What you should do
Once the line containing "PR #111, opened 2015-11-28" is found in the entries below, restate it and each following line word for word, stopping after the line containing "Thanks for pointing".

Entries taken from a collection
Segment Open
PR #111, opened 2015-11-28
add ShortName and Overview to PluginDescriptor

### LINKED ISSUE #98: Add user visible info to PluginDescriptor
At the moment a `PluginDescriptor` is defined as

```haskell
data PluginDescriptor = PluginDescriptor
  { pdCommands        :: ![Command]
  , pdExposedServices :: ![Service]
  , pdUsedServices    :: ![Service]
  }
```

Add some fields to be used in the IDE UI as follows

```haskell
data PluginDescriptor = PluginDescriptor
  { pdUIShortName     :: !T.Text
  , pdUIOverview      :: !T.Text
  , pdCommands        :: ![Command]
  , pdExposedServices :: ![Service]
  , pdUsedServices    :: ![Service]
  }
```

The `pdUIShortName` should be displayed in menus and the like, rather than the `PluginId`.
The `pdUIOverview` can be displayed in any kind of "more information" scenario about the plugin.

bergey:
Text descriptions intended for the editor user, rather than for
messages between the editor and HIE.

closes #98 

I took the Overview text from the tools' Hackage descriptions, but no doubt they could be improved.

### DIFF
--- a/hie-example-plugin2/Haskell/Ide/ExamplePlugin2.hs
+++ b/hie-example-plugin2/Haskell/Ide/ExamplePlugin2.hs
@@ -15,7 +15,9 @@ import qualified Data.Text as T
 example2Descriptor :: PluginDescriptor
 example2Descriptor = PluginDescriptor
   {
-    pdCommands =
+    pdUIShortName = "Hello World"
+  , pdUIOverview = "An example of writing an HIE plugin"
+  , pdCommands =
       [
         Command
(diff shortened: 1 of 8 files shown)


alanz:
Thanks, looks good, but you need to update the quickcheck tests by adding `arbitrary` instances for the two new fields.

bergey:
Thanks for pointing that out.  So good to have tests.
Segment Closed
Segment Open
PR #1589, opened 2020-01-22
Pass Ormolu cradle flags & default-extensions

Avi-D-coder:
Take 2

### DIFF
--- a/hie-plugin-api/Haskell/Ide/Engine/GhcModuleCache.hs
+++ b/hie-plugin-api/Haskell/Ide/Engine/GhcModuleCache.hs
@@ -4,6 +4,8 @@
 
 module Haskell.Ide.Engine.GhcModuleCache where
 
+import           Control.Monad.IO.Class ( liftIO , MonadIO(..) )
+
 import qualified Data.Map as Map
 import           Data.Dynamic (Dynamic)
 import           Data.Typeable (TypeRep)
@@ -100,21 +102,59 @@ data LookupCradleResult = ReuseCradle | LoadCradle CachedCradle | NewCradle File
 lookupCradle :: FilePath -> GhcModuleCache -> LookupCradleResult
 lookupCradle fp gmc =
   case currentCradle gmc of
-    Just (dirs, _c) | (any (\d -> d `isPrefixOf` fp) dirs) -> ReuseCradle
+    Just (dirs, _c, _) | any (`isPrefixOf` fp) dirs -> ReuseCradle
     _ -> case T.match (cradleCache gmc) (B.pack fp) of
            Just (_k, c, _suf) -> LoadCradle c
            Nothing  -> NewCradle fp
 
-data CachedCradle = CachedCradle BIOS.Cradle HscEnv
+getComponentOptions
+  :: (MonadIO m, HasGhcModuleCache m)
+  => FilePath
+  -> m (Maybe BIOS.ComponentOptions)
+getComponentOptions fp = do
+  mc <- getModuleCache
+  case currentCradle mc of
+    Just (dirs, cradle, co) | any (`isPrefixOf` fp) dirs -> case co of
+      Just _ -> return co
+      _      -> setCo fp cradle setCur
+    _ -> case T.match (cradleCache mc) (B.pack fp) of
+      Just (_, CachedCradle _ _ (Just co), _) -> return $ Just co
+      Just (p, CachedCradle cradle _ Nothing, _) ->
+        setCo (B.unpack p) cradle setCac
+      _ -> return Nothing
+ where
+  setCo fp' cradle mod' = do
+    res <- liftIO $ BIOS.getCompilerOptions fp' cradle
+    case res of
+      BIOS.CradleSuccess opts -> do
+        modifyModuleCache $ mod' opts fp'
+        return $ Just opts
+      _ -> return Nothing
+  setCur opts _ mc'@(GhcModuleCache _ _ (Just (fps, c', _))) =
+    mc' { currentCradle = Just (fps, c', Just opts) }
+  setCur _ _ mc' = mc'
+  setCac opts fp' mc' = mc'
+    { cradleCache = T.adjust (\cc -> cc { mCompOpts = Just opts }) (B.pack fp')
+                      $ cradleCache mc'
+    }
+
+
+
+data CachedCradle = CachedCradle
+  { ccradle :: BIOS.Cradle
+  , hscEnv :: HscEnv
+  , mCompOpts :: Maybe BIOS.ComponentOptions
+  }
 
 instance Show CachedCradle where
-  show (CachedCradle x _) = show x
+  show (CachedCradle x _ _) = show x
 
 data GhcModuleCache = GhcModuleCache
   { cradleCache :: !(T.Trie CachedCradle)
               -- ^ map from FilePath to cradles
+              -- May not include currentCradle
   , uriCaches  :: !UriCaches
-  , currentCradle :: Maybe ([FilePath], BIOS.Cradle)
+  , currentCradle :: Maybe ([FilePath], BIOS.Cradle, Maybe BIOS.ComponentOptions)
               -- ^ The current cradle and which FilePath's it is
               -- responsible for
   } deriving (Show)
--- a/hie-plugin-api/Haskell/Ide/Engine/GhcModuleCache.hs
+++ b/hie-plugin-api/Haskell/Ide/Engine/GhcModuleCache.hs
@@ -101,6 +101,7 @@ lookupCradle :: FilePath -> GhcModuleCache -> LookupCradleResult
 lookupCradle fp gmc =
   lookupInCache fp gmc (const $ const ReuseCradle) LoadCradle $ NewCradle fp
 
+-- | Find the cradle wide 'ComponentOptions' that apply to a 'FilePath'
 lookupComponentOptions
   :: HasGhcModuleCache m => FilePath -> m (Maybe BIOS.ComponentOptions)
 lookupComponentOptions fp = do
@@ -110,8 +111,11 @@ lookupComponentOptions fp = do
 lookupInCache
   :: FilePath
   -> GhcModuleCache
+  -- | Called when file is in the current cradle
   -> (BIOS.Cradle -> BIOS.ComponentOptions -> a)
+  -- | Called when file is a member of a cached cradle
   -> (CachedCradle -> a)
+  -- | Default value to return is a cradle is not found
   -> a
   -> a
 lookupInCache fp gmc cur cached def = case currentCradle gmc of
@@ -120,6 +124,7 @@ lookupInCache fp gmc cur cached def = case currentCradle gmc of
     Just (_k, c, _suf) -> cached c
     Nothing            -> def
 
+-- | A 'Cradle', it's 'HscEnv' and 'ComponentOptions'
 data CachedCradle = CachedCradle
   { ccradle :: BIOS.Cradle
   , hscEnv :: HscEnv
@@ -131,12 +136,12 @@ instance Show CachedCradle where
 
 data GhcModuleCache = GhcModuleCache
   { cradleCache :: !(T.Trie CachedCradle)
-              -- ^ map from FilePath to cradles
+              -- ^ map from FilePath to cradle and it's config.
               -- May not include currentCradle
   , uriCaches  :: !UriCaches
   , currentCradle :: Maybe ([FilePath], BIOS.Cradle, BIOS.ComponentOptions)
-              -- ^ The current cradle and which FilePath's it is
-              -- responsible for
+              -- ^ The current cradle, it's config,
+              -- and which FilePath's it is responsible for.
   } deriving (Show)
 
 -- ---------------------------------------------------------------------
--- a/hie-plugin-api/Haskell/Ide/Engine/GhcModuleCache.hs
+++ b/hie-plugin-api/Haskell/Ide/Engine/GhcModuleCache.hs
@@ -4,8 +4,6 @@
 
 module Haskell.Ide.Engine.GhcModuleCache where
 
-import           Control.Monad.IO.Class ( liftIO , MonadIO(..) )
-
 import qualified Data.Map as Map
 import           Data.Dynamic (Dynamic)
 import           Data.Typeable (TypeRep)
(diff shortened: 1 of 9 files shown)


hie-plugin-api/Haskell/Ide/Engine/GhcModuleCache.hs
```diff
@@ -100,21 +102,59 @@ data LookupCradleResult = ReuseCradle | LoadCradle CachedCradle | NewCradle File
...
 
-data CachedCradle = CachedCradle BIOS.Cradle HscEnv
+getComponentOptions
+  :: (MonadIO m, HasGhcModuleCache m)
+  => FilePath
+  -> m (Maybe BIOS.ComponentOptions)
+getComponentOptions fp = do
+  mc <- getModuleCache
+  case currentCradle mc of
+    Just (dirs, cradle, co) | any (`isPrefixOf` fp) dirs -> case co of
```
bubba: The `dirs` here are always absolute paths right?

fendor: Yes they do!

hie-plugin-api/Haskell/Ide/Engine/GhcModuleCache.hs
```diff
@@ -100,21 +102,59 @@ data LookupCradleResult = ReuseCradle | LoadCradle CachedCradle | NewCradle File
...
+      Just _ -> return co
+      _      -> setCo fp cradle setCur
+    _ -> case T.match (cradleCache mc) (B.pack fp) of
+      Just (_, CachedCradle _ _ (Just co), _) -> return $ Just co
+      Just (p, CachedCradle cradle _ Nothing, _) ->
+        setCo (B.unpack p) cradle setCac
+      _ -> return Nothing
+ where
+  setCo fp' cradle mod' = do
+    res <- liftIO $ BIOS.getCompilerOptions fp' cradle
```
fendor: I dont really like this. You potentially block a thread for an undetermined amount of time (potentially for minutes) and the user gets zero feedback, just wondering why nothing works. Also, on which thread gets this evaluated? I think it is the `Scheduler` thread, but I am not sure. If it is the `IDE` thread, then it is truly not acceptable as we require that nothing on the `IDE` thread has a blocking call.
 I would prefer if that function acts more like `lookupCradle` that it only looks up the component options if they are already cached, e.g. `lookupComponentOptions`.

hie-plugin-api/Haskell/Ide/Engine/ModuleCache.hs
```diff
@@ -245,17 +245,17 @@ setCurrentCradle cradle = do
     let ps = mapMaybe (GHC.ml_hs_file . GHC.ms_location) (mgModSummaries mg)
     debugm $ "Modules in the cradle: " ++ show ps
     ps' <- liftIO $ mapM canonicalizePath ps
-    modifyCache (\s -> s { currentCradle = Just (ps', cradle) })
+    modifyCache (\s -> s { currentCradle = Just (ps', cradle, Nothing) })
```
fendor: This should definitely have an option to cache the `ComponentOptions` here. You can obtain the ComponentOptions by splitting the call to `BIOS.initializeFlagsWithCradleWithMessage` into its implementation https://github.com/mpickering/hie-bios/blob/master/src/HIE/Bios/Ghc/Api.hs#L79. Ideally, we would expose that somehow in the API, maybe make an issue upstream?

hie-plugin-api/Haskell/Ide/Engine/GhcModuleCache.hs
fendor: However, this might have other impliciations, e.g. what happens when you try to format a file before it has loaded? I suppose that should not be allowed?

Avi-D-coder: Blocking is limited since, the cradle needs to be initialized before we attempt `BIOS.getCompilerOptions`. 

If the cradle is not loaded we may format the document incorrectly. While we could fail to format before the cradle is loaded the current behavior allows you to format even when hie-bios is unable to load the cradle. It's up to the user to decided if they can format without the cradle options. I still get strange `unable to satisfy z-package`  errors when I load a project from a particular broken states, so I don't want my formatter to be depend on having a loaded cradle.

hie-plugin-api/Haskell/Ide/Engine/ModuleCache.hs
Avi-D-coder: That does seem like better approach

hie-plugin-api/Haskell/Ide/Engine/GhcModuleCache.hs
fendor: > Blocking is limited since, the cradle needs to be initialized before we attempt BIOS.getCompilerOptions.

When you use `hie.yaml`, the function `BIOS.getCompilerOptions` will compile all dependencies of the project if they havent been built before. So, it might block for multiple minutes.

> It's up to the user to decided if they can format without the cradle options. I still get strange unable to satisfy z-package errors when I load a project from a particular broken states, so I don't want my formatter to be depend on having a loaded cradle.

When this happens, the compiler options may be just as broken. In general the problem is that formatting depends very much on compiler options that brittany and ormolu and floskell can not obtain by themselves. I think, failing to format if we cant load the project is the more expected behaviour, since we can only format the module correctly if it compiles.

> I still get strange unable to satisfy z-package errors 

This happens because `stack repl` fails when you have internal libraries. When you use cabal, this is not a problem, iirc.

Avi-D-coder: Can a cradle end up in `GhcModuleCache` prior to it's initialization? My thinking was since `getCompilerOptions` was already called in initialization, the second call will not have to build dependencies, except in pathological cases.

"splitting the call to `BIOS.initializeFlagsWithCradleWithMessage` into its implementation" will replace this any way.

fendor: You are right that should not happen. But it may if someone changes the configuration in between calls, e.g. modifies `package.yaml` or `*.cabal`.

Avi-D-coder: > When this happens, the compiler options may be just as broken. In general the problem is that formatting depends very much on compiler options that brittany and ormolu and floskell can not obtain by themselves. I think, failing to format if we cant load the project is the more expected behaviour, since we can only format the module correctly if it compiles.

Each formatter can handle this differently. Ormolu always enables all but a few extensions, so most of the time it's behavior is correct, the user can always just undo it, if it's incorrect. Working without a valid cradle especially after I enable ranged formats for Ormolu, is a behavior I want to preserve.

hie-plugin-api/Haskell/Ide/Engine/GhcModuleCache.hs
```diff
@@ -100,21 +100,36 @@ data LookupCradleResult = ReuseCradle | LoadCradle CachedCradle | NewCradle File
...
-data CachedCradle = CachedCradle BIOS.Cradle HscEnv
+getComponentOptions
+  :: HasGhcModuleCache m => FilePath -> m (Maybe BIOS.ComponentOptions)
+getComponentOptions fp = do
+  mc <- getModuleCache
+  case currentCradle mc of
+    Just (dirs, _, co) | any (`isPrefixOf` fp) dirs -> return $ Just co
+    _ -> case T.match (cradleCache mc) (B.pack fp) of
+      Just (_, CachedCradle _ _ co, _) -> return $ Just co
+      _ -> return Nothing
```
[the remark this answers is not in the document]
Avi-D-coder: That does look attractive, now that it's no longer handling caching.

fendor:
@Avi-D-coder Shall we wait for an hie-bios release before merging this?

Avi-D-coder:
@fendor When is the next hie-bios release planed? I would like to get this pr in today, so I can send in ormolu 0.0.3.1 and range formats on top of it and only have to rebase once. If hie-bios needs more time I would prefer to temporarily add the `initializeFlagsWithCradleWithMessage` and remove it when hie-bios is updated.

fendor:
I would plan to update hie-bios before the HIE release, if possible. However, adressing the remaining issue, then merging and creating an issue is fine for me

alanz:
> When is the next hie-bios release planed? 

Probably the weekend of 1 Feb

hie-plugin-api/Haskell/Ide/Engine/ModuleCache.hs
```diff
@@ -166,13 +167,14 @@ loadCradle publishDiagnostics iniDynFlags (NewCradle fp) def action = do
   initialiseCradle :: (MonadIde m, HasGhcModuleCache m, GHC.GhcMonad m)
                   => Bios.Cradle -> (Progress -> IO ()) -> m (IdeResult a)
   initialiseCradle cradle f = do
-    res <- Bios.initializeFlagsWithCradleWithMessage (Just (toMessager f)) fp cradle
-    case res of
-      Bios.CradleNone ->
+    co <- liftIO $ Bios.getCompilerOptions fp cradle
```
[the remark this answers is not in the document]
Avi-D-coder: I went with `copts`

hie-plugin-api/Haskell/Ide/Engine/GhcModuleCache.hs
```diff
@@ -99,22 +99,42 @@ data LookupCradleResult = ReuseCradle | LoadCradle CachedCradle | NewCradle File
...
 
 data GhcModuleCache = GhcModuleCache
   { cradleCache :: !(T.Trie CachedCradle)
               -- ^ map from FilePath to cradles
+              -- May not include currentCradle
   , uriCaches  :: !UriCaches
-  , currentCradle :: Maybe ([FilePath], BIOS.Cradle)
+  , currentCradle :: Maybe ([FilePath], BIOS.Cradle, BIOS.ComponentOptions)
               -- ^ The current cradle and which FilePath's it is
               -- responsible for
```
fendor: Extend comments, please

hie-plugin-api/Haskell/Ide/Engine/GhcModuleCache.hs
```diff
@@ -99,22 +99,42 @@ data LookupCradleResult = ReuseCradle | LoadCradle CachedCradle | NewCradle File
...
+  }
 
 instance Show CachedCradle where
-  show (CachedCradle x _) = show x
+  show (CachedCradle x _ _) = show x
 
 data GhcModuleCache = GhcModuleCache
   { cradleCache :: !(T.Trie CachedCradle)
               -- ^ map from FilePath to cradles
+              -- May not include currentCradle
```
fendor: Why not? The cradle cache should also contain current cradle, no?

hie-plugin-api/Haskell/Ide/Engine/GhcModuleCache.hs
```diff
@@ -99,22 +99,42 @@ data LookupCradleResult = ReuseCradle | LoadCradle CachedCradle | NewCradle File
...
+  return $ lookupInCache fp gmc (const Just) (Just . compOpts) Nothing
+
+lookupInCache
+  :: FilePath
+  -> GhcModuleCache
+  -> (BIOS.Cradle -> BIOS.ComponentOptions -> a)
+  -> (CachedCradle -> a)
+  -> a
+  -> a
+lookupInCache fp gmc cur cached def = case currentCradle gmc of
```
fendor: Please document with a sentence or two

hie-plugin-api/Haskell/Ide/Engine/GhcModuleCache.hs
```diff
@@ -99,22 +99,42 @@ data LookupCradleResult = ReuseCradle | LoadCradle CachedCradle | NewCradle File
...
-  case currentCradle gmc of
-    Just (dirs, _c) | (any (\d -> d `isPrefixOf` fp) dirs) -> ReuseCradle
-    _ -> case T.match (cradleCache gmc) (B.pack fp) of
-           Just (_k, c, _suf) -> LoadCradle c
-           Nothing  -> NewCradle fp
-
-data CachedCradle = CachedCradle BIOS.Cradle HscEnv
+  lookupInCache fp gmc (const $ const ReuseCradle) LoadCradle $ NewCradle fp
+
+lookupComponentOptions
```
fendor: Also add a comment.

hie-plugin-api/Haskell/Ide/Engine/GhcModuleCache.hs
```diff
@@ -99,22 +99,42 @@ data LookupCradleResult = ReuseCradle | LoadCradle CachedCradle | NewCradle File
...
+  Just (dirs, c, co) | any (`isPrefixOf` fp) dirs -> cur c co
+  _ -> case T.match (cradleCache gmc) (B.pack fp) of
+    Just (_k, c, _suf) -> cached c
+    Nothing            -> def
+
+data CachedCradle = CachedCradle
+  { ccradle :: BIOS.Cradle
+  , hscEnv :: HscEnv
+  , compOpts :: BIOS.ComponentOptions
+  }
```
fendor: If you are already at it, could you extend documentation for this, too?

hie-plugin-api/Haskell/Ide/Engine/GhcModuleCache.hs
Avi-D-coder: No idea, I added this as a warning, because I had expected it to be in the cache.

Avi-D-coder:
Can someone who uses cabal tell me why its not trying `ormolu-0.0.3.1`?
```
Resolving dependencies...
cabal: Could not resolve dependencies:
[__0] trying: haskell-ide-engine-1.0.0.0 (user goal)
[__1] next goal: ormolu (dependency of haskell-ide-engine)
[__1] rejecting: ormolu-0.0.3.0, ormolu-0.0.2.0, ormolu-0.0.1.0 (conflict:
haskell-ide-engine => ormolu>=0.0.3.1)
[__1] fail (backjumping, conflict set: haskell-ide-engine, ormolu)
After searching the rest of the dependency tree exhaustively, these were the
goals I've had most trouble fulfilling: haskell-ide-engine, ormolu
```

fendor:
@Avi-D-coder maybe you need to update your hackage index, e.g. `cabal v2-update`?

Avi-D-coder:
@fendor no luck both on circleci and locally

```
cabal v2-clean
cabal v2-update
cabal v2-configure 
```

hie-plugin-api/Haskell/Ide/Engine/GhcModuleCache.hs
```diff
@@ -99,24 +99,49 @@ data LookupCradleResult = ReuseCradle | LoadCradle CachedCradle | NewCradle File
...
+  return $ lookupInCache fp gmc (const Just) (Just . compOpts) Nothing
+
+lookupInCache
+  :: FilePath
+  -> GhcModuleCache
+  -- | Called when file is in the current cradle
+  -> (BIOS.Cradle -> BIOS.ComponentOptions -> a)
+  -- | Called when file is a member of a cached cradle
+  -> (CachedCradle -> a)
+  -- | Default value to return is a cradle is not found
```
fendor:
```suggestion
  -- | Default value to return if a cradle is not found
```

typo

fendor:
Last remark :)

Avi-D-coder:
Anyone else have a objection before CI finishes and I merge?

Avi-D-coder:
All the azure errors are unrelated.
Segment Closed
Written answer
PR #111, opened 2015-11-28
add ShortName and Overview to PluginDescriptor

### LINKED ISSUE #98: Add user visible info to PluginDescriptor
At the moment a `PluginDescriptor` is defined as

```haskell
data PluginDescriptor = PluginDescriptor
  { pdCommands        :: ![Command]
  , pdExposedServices :: ![Service]
  , pdUsedServices    :: ![Service]
  }
```

Add some fields to be used in the IDE UI as follows

```haskell
data PluginDescriptor = PluginDescriptor
  { pdUIShortName     :: !T.Text
  , pdUIOverview      :: !T.Text
  , pdCommands        :: ![Command]
  , pdExposedServices :: ![Service]
  , pdUsedServices    :: ![Service]
  }
```

The `pdUIShortName` should be displayed in menus and the like, rather than the `PluginId`.
The `pdUIOverview` can be displayed in any kind of "more information" scenario about the plugin.

bergey:
Text descriptions intended for the editor user, rather than for
messages between the editor and HIE.

closes #98 

I took the Overview text from the tools' Hackage descriptions, but no doubt they could be improved.

### DIFF
--- a/hie-example-plugin2/Haskell/Ide/ExamplePlugin2.hs
+++ b/hie-example-plugin2/Haskell/Ide/ExamplePlugin2.hs
@@ -15,7 +15,9 @@ import qualified Data.Text as T
 example2Descriptor :: PluginDescriptor
 example2Descriptor = PluginDescriptor
   {
-    pdCommands =
+    pdUIShortName = "Hello World"
+  , pdUIOverview = "An example of writing an HIE plugin"
+  , pdCommands =
       [
         Command
(diff shortened: 1 of 8 files shown)


alanz:
Thanks, looks good, but you need to update the quickcheck tests by adding `arbitrary` instances for the two new fields.

bergey:
Thanks for pointing that out.  So good to have tests.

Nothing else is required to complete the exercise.